■ WHAT YOU SHOULD DO:
This exercise calls for an exact transcription. Set down every record below.
==== INPUT DATA ====
PR #196, opened 2018-03-19
[WIP] generify radar dimension

kybishop:
Still a few more things to do

### DIFF
--- a/addon/-private/data-view/radar/dynamic-radar.js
====
■ WRITTEN ANSWER:
PR #196, opened 2018-03-19
[WIP] generify radar dimension

kybishop:
Still a few more things to do

### DIFF
--- a/addon/-private/data-view/radar/dynamic-radar.js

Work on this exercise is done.